Rácz urinates onto the ashes and remembers times past. The gloomy courtyard and the scarcity of public toilets always tempted passers-by who were bursting to relieve themselves then and there. Donáth used to battle against them, he hated them. He divided them into two groups: The pissers and the shitters. For the old man the pissers were a socially less objectionable group than the shitters. The urine usually evaporated and only a pervasive smell remained. It couldn’t be detected down in the boiler-room. The shitters left behind a tangible and often very substantial artefact, and that drove Donáth into a frenzy. Spying through the keyhole, Donáth and Rácz would often keep a lookout from the boiler-room metal door. They waited for the moment when the shitter dropped his trousers, about to do his business. The moment the artefact seemed to be ready, Rácz, armed with a pickaxe handle, would fly through the door, followed by Donáth. The offender would have to deposit the still warm artefact into a skip with his bare hands and then use his shirt or other piece of clothing to wipe where he’d deposited it. “No, we don’t have any water,” the old man would answer the inevitable question from offenders who’d been caught and taught a lesson.

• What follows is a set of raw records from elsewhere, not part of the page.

PR #1495, opened 2020-10-14
HDDS-4343: ReplicationManager.handleOverReplicatedContainer() does not handle unhealthyReplicas properly.

GlenGeng:
What changes were proposed in this pull request?

ReplicationManager.handleOverReplicatedContainer() does not handle unhealthyReplicas properly

```
      // If there are unhealthy replicas, then we should remove them even if it
      // makes the container violate the placement policy, as excess unhealthy
      // containers are not really useful. It will be corrected later as a
      // mis-replicated container will be seen as under-replicated.
      for (ContainerReplica r : unhealthyReplicas) {
        if (excess > 0) {
          sendDeleteCommand(container, r.getDatanodeDetails(), true);
          excess -= 1;
        }
        break;
      }
      // After removing all unhealthy replicas, if the container is still over
      // replicated then we need to check if it is already mis-replicated.
      // If it is, we do no harm by removing excess replicas. However, if it is
      // not mis-replicated, then we can only remove replicas if they don't
      // make the container become mis-replicated.
```

From the comment, it wants to remove all unhealthy replicas until excess reach 0 ? It should be

```
      for (ContainerReplica r : unhealthyReplicas) {
        if (excess > 0) {
          sendDeleteCommand(container, r.getDatanodeDetails(), true);
          excess -= 1;
        } else {
          break;
        }
      }
```

https://issues.apache.org/jira/browse/HDDS-4343#

## How was this patch tested?

CI

### DIFF
--- a/hadoop-hdds/server-scm/src/main/java/org/apache/hadoop/hdds/scm/container/ReplicationManager.java
+++ b/hadoop-hdds/server-scm/src/main/java/org/apache/hadoop/hdds/scm/container/ReplicationManager.java
@@ -746,8 +746,9 @@ public class ReplicationManager
         if (excess > 0) {
           sendDeleteCommand(container, r.getDatanodeDetails(), true);
           excess -= 1;
+        } else {
+          break;
         }
-        break;
       }
       // After removing all unhealthy replicas, if the container is still over
       // replicated then we need to check if it is already mis-replicated.


GlenGeng:
@sodonnel  Hi Stephen, Please take a look at this PR. Thanks!

hadoop-hdds/server-scm/src/main/java/org/apache/hadoop/hdds/scm/container/ReplicationManager.java
```diff
@@ -746,8 +746,9 @@ private void handleOverReplicatedContainer(final ContainerInfo container,
         if (excess > 0) {
           sendDeleteCommand(container, r.getDatanodeDetails(), true);
           excess -= 1;
+        } else {
+          break;
         }
-        break;
```
linyiqun, line 750: Looking into this PR change, I am thinking if we still need to do excess check before sending delete command for unhealthy containers. As we want to remove all unhealthy container replicas, we can just send delete command and decrease the excess count by the way.

I prefer simplified the logic like below:
```java
      for (ContainerReplica r : unhealthyReplicas) {
          sendDeleteCommand(container, r.getDatanodeDetails(), true);
          excess -= 1;
      }
```

sodonnel: @linyiqun What if there is an excess of containers, but all containers are somehow unhealthy? We don't want RM to remove all copies of them, as that could result in a lost container. That is why we limit the number of unhealthy containers removed to the excess number.

sodonnel:
@GlenGeng Thanks for highlighting this problem and well done for finding it. The change you have made looks good to me, +1 from my side.

sodonnel (approved):

hadoop-hdds/server-scm/src/main/java/org/apache/hadoop/hdds/scm/container/ReplicationManager.java
linyiqun: Okay, get it. Thanks @sodonnel.

linyiqun (approved):

PR #1498, opened 2020-10-14
HDDS-4339. Allow AWSSignatureProcessor init when aws signature is absent.

timmylicheng:
Skip aws signature retrieval in AWSSignatureProcessor. It was causing NPE when signature is absent in header.

https://issues.apache.org/jira/browse/HDDS-4339

## How was this patch tested?
UT

### DIFF
--- a/hadoop-ozone/s3gateway/src/main/java/org/apache/hadoop/ozone/s3/AWSSignatureProcessor.java
+++ b/hadoop-ozone/s3gateway/src/main/java/org/apache/hadoop/ozone/s3/AWSSignatureProcessor.java
@@ -129,7 +129,6 @@ public class AWSSignatureProcessor implements SignatureProcessor {
 
 
   private void parse() throws Exception {
-    Preconditions.checkNotNull(v4Header);
 
     StringBuilder strToSign = new StringBuilder();
     // According to AWS sigv4 documentation, authorization header should be
@@ -175,7 +174,6 @@ public class AWSSignatureProcessor implements SignatureProcessor {
 
   @VisibleForTesting
   protected String buildCanonicalRequest() throws OS3Exception {
-    Preconditions.checkNotNull(v4Header);
 
     Iterable<String> parts = split("/", uri);
     List<String> encParts = new ArrayList<>();
--- a/hadoop-ozone/s3gateway/src/main/java/org/apache/hadoop/ozone/s3/AWSSignatureProcessor.java
+++ b/hadoop-ozone/s3gateway/src/main/java/org/apache/hadoop/ozone/s3/AWSSignatureProcessor.java
@@ -42,6 +42,7 @@ import java.util.Set;
 import java.util.regex.Matcher;
 import java.util.regex.Pattern;
 
+import com.google.common.base.Preconditions;
 import org.apache.hadoop.ozone.s3.exception.OS3Exception;
 import org.apache.hadoop.ozone.s3.header.AuthorizationHeaderV2;
 import org.apache.hadoop.ozone.s3.header.AuthorizationHeaderV4;
@@ -108,23 +109,29 @@ public class AWSSignatureProcessor implements SignatureProcessor {
 
     this.method = context.getMethod();
     String authHeader = headers.get(AUTHORIZATION_HEADER);
-    String[] split = authHeader.split(" ");
-    if (split[0].equals(AuthorizationHeaderV2.IDENTIFIER)) {
-      if (v2Header == null) {
-        v2Header = new AuthorizationHeaderV2(authHeader);
+    if (authHeader != null) {
+      String[] split = authHeader.split(" ");
+      if (split[0].equals(AuthorizationHeaderV2.IDENTIFIER)) {
+        if (v2Header == null) {
+          v2Header = new AuthorizationHeaderV2(authHeader);
+        }
+      } else {
+        if (v4Header == null) {
+          v4Header = new AuthorizationHeaderV4(authHeader);
+        }
+        parse();
       }
-    } else {
-      if (v4Header == null) {
-        v4Header = new AuthorizationHeaderV4(authHeader);
-      }
-      parse();
+    } else { // no auth header
+      v4Header = null;
+      v2Header = null;
     }
   }
 
 
-  public void parse() throws Exception {
-    StringBuilder strToSign = new StringBuilder();
+  private void parse() throws Exception {
+    Preconditions.checkNotNull(v4Header);
 
+    StringBuilder strToSign = new StringBuilder();
     // According to AWS sigv4 documentation, authorization header should be
     // in following format.
     // Authorization: algorithm Credential=access key ID/credential scope,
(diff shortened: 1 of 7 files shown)


hadoop-ozone/s3gateway/src/main/java/org/apache/hadoop/ozone/s3/OzoneClientProducer.java
```diff
@@ -116,6 +116,13 @@ private OzoneClient getClient(OzoneConfiguration config) throws IOException {
     }
   }
 
+  // ONLY validate aws access id when needed.
+  private void validateAccessId(String awsAccessId) throws Exception {
+    if (awsAccessId == null || awsAccessId.equals("")) {
+      throw S3_AUTHINFO_CREATION_ERROR;
```
bharatviswa504, line 122: https://github.com/apache/hadoop-ozone/pull/1110#issuecomment-648405855

When S3 misses the auth header error returned is AuthorizationHeaderMalformedHeader.

Question: After this fix, will it show this error when the auth header is missing or it will be just logged in S3G logs?

timmylicheng: @bharatviswa504 Right now, it catching all exceptions and just print out logs. Do we want to throw OS3Exception?

bharatviswa504: Yes, When I tried AWS S3 end point it shows AuthorizationHeaderMalformed to user.
IMHO S3G needs to mimic AWS S3 behavior, so S3 tools can handle S3G.

timmylicheng: @bharatviswa504 I agree. But it will involve discussion over our internal errors mapping to s3 error codes, which could be a larger discussion. This patch is to have a hot fix for AWSSignatureProcessor init process to avoid NPE. Shall I create a separate JIRA to track handling s3g errors?

bharatviswa504: fine with me if we want to fix the error in a new Jira.
Here we need to map this missing auth header to AuthorizationHeaderMalformed. We should mimic AWS S3 behavior like any other error like BucketNotFound etc.,

bharatviswa504: During initial S3G development, we have followed this error list, and also for API we have tried with S3 to see the behavior and also documentation for that API.

https://docs.aws.amazon.com/AmazonS3/latest/API/ErrorResponses.html#ErrorCodeList

See if this helps here.

timmylicheng: Open https://issues.apache.org/jira/browse/HDDS-4361 to track proper s3 errors back to bad requests.

timmylicheng: @bharatviswa504 I think a correct handling for ozone internal errors and s3 native errors is very important and would involve more in-depth changes between Ozone client and s3g. HDDS-4361 will be an umbrella JIRA to track the corrections we wanna make.

timmylicheng:
This fix is to keep AWSSignatureProcessor out of NPE so that when OzoneClientProducer could be instantiated even when auth is missing in header. After that OzoneClientProducer can return proper s3 auth errors as part of response, which we would track in HDDS-4361. @ChenSammi @bharatviswa504

hadoop-ozone/s3gateway/src/main/java/org/apache/hadoop/ozone/s3/OzoneClientProducer.java
```diff
@@ -80,9 +81,15 @@ private OzoneClient getClient(OzoneConfiguration config) throws IOException {
       UserGroupInformation remoteUser =
```
bharatviswa504, line 81: This will throw NPE when awsAccessId is null, do we need to move validateAccessId before remoteUser creation.

bharatviswa504 (commented):
I have one comment, rest LGTM.

hadoop-ozone/s3gateway/src/main/java/org/apache/hadoop/ozone/s3/OzoneClientProducer.java
timmylicheng: Sure. Updated.

timmylicheng:
@bharatviswa504 Thanks for the review! I've updated the PR accordingly. Please take another look.

hadoop-ozone/s3gateway/src/main/java/org/apache/hadoop/ozone/s3/AWSSignatureProcessor.java
```diff
@@ -108,23 +109,29 @@ public void init()
...
+      v4Header = null;
+      v2Header = null;
     }
   }
 
 
-  public void parse() throws Exception {
-    StringBuilder strToSign = new StringBuilder();
+  private void parse() throws Exception {
+    Preconditions.checkNotNull(v4Header);
```
bharatviswa504, line 132: Minor NIT: do we still need this precondition check.
Sorry missed it earlier?

hadoop-ozone/s3gateway/src/main/java/org/apache/hadoop/ozone/s3/AWSSignatureProcessor.java
```diff
@@ -167,7 +174,9 @@ public void parse() throws Exception {
   }
 
   @VisibleForTesting
-  public String buildCanonicalRequest() throws OS3Exception {
+  protected String buildCanonicalRequest() throws OS3Exception {
+    Preconditions.checkNotNull(v4Header);
```
bharatviswa504, line 178: Minor NIT: do we still need this precondition check.
Same here.

bharatviswa504 (commented):
Thank You @timmylicheng for the update.
Just minor comments, sorry missed them earlier.

xiaoyuyao (approved):
LGTM, +1.

bharatviswa504:
@xiaoyuyao 
I have addressed test failures, during that figured out that it needs a few more changes.
Updated the patch accordingly.

hadoop-ozone/s3gateway/src/main/java/org/apache/hadoop/ozone/s3/AWSSignatureProcessor.java
timmylicheng: I think so. Otherwise, v4header is still likely to throw NPE...

bharatviswa504:
Thank You @xiaoyuyao for the review and @timmylicheng for the initial PR.

hadoop-ozone/s3gateway/src/main/java/org/apache/hadoop/ozone/s3/AWSSignatureProcessor.java
bharatviswa504: sorry missed this, parse we called only when authHeader!=null.

But anyway, even without this it will fail with NPE, and now this code has moved to try catch and it is properly handled and this error is propagated to OzoneClientProducer. So, the pending part is propagating error from OzoneClientProducer to S3 clients.

PR #1500, opened 2020-10-14
HDDS-4324. DatanodeAdminMonitor no longers needs maintenance end time to be passed

sodonnel:

An earlier change moved the maintenance endtime into the NodeStatus object. However when adding a node to the decommission monitor the end time must still be passed. This value is never used.

This Jira will remove the endInHours field from the interface:

```
public interface DatanodeAdminMonitor extends Runnable {

  void startMonitoring(DatanodeDetails dn, int endInHours);
  void stopMonitoring(DatanodeDetails dn);
}
```

https://issues.apache.org/jira/browse/HDDS-4324

## How was this patch tested?

Existing tests


swagle (approved):
+1 LGTM

PR #1502, opened 2020-10-16
HDDS-4354. Avoid spamming of logs because of deleted transactions.

mukul1987:

Avoid spamming of logs because of deleted transactions.

https://issues.apache.org/jira/browse/HDDS-4354

## How was this patch tested?
MiniOzoneChaosCluster

### DIFF
--- a/hadoop-hdds/common/src/main/java/org/apache/hadoop/ozone/lease/LeaseManager.java
+++ b/hadoop-hdds/common/src/main/java/org/apache/hadoop/ozone/lease/LeaseManager.java
@@ -235,7 +235,7 @@ public class LeaseManager<T> {
           }
         } catch (InterruptedException e) {
           // This means a new lease is added to activeLeases.
-          LOG.error("Execution was interrupted ", e);
+          LOG.debug("Execution was interrupted ", e);
           Thread.currentThread().interrupt();
         }
       }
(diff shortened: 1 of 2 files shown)


ayushtkn (approved):

hadoop-hdds/server-scm/src/main/java/org/apache/hadoop/hdds/scm/block/DeletedBlockLogImpl.java
```diff
@@ -130,9 +130,7 @@ public void incrementCount(List<Long> txIDs) throws IOException {
         DeletedBlocksTransaction block =
             scmMetadataStore.getDeletedBlocksTXTable().get(txID);
         if (block == null) {
-          // Should we make this an error ? How can we not find the deleted
-          // TXID?
-          LOG.warn("Deleted TXID {} not found.", txID);
+          LOG.debug("Deleted TXID {} not found.", txID);
```
lokeshj1703, line 133: NIT: We can include the log inside check for debug log enabled.
```suggestion
          if (LOG.isDebugEnabled()) {
            LOG.debug("Deleted TXID {} not found.", txID);
          }
```

hadoop-hdds/common/src/main/java/org/apache/hadoop/ozone/lease/LeaseManager.java
```diff
@@ -235,7 +235,7 @@ public void run() {
           }
         } catch (InterruptedException e) {
           // This means a new lease is added to activeLeases.
-          LOG.error("Execution was interrupted ", e);
+          LOG.debug("Execution was interrupted ", e);
```
lokeshj1703, line 238: This should not be related to block deletion. What exception are we seeing here?

lokeshj1703 (commented):
@mukul1987  Thanks for working on this! I have minor comments inline.

elek:
/pending Pending on the minor comments from @lokeshj1703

Women, often decently dressed and of educated appearance, who usually entered the dark courtyard quietly, formed a quite distinct group. They would carefully look around and in a flash would get rid of a sanitary towel often right in front of the boiler-room. They’d often use the occasion to have a loud pee. “Madam! You’ve forgotten something!” Donáth would call out after a woman hurrying out of the courtyard, waving a sanitary towel skewered on a poker at her.

Donáth also had a trick he played on desperate lovers who couldn’t wait and, misled by the remoteness and apparent peacefulness, decided to do it in the dark courtyard. When their audible moans betrayed them at the height of their passion, the old man would turn on all the lights and, coughing his dry cough, would come out into the courtyard lit by blinding neon lights. “Couldn’t you screw somewhere else? Who’s supposed to listen to this? People like to sleep here!”

Only the vomiters didn’t bother him that much. After every night, but mostly on Fridays, in the area around the Hotel Ambassador, including the courtyard, a few sizeable dried up star-like objects, a mixture of alcohol, food, and gastric juices, appeared, but Donáth just shrugged. “Can’t be helped,” he used to say. “People throw up because they have to. It’s no problem. A little bit of rain will wash it away.”